PR #1442, opened 2025-01-21
fix: add cache disabling option

isekovanic:
## CLA

- [ ] Code changes are tested

Fixes the issues mentioned in [this Zendesk ticket](https://getstream.zendesk.com/agent/tickets/60144).

Mainly, this flag is meant to be used for a very niche' usecase of the LLC when it's used purely as a REST API on the backend. The issue boils down to a couple of things:

- For performance reasons, we often do caching of various heavy operations/entities within the LLC (such as channels, polls and similar) in order to be able to look already seen things quickly
- This works well in principle, however if used on the backend it can quickly increase the LLC's memory and likely crash any pod it's being run on

As an example - let us say that we have 10000 users and each user has 5 distinct channels (some group ones, maybe some direct messaging channels etc.). The first time one of these users runs `queryChannels` towards the custom backend (which in turn runs `client.queryChannels`), the entities will end up in both `client.activeChannels` and `client.configs` until the pod is restarted. 

On the client side app this works fine because you physically would not be able to query through so many channels given a `userId`. 

Provided below is a quick summary on why it's okay to do this in a REST API setting:

- The only place where `client.activeChannels` is being used in this setting is [here](https://github.com/GetStream/stream-chat-js/blob/8daedeb18da49f77a91f30ca5d98aa4a2d13b679/src/client.ts#L1989), the rest are either WS event handlers or state dispatchers (none of which we need given the constraints)
- The `client.configs` object is only really used to get a `channel` configuration in the client-side SDKs, in the case of a REST API they can use the `config` returned from the HTTP request
- The `pollCache` is something we do not need on the server-side, as again we have other ways to get a poll (and it also comes baked in its own messages) 

## Changelog

-


src/types.ts
```diff
@@ -1170,6 +1170,15 @@ export type StreamChatOptions = AxiosRequestConfig & {
   baseURL?: string;
   browser?: boolean;
   device?: BaseDeviceFields;
+  /**
+   * Disables the hydration of all caches within the JS Client. This includes this.activeChannels,
+   * this.polls.pollCache and this.config.
+   * It is mainly meant to be used for integrations where stream-chat is used as a BE REST API, not
```
MartinCupela, line 1176:
```suggestion
   * It is mainly meant to be used for integrations where stream-chat is used as a server-side service interacting with Stream's REST API, not
```

src/client.ts
```diff
@@ -1985,7 +1988,9 @@ export class StreamChat<StreamChatGenerics extends ExtendableGenerics = DefaultG
       return channel;
     }
     const channel = new Channel<StreamChatGenerics>(this, channelType, channelID, custom);
-    this.activeChannels[channel.cid] = channel;
+    if (!this.options.disableCache) {
```
MartinCupela, line 1991: Could this be necessary also in `getChannelByMembers` method?

MartinCupela:
@isekovanic Is it possible that [due to `Channel._checkIsInitialized` ](https://github.com/GetStream/stream-chat-js/blob/8daedeb18da49f77a91f30ca5d98aa4a2d13b679/src/channel.ts#L1699) some methods interacting with the BE will not work? (channel.sendEvent, [channel.deleteReaction](https://github.com/GetStream/stream-chat-js/blob/8daedeb18da49f77a91f30ca5d98aa4a2d13b679/src/channel.ts#L366), ...)

src/client.ts
isekovanic: We do ! Thanks, missed that one. 

We're also missing it in `channel.query` for adding the config. Adding them in a sec.

isekovanic:
@MartinCupela I would say no, since the channel instances do exist and are returned adequately - it's just the cache that is not being populated - meaning the `channel` itself should be initialized as it should if they `watch()` it (which is typically not something done on the BE as far as I know). 

I think that might also be out of scope of the constraints we give to the flag, since this is really only meant to be used as a REST API.

What do you think ?

MartinCupela:
I realized that the check for being initialized is looking into whether the client is running server-side, so should be ok.

src/client.ts
```diff
@@ -318,6 +318,7 @@ export class StreamChat<StreamChatGenerics extends ExtendableGenerics = DefaultG
       withCredentials: false, // making sure cookies are not sent
       warmUp: false,
       recoverStateOnReconnect: true,
+      disableCache: false,
```
szuperaz, line 322: Can we add a check inside the client to only enable this when `this._isUsingServerAuth`? We won't test this on the client-side at all, so this might still be buggy there. I can see integrators enabling this trying to solve a different problem altogether causing weird to debug issues for us.

szuperaz: I meant enable this if `disableCache  && this._isUsingServerAuth`

isekovanic: Will update the jsdocs as well

isekovanic:
I do not, no @szuperaz - would be happy to though

szuperaz:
•••••
◆ **Instructions to follow**
Retype the whole listing above exactly as it appears.

◆ **Your response**
PR #1442, opened 2025-01-21
fix: add cache disabling option

isekovanic:
## CLA

- [ ] Code changes are tested

Fixes the issues mentioned in [this Zendesk ticket](https://getstream.zendesk.com/agent/tickets/60144).

Mainly, this flag is meant to be used for a very niche' usecase of the LLC when it's used purely as a REST API on the backend. The issue boils down to a couple of things:

- For performance reasons, we often do caching of various heavy operations/entities within the LLC (such as channels, polls and similar) in order to be able to look already seen things quickly
- This works well in principle, however if used on the backend it can quickly increase the LLC's memory and likely crash any pod it's being run on

As an example - let us say that we have 10000 users and each user has 5 distinct channels (some group ones, maybe some direct messaging channels etc.). The first time one of these users runs `queryChannels` towards the custom backend (which in turn runs `client.queryChannels`), the entities will end up in both `client.activeChannels` and `client.configs` until the pod is restarted. 

On the client side app this works fine because you physically would not be able to query through so many channels given a `userId`. 

Provided below is a quick summary on why it's okay to do this in a REST API setting:

- The only place where `client.activeChannels` is being used in this setting is [here](https://github.com/GetStream/stream-chat-js/blob/8daedeb18da49f77a91f30ca5d98aa4a2d13b679/src/client.ts#L1989), the rest are either WS event handlers or state dispatchers (none of which we need given the constraints)
- The `client.configs` object is only really used to get a `channel` configuration in the client-side SDKs, in the case of a REST API they can use the `config` returned from the HTTP request
- The `pollCache` is something we do not need on the server-side, as again we have other ways to get a poll (and it also comes baked in its own messages) 

## Changelog

-


src/types.ts
```diff
@@ -1170,6 +1170,15 @@ export type StreamChatOptions = AxiosRequestConfig & {
   baseURL?: string;
   browser?: boolean;
   device?: BaseDeviceFields;
+  /**
+   * Disables the hydration of all caches within the JS Client. This includes this.activeChannels,
+   * this.polls.pollCache and this.config.
+   * It is mainly meant to be used for integrations where stream-chat is used as a BE REST API, not
```
MartinCupela, line 1176:
```suggestion
   * It is mainly meant to be used for integrations where stream-chat is used as a server-side service interacting with Stream's REST API, not
```

src/client.ts
```diff
@@ -1985,7 +1988,9 @@ export class StreamChat<StreamChatGenerics extends ExtendableGenerics = DefaultG
       return channel;
     }
     const channel = new Channel<StreamChatGenerics>(this, channelType, channelID, custom);
-    this.activeChannels[channel.cid] = channel;
+    if (!this.options.disableCache) {
```
MartinCupela, line 1991: Could this be necessary also in `getChannelByMembers` method?

MartinCupela:
@isekovanic Is it possible that [due to `Channel._checkIsInitialized` ](https://github.com/GetStream/stream-chat-js/blob/8daedeb18da49f77a91f30ca5d98aa4a2d13b679/src/channel.ts#L1699) some methods interacting with the BE will not work? (channel.sendEvent, [channel.deleteReaction](https://github.com/GetStream/stream-chat-js/blob/8daedeb18da49f77a91f30ca5d98aa4a2d13b679/src/channel.ts#L366), ...)

src/client.ts
isekovanic: We do ! Thanks, missed that one. 

We're also missing it in `channel.query` for adding the config. Adding them in a sec.

isekovanic:
@MartinCupela I would say no, since the channel instances do exist and are returned adequately - it's just the cache that is not being populated - meaning the `channel` itself should be initialized as it should if they `watch()` it (which is typically not something done on the BE as far as I know). 

I think that might also be out of scope of the constraints we give to the flag, since this is really only meant to be used as a REST API.

What do you think ?

MartinCupela:
I realized that the check for being initialized is looking into whether the client is running server-side, so should be ok.

src/client.ts
```diff
@@ -318,6 +318,7 @@ export class StreamChat<StreamChatGenerics extends ExtendableGenerics = DefaultG
       withCredentials: false, // making sure cookies are not sent
       warmUp: false,
       recoverStateOnReconnect: true,
+      disableCache: false,
```
szuperaz, line 322: Can we add a check inside the client to only enable this when `this._isUsingServerAuth`? We won't test this on the client-side at all, so this might still be buggy there. I can see integrators enabling this trying to solve a different problem altogether causing weird to debug issues for us.

szuperaz: I meant enable this if `disableCache  && this._isUsingServerAuth`

isekovanic: Will update the jsdocs as well

isekovanic:
I do not, no @szuperaz - would be happy to though

szuperaz:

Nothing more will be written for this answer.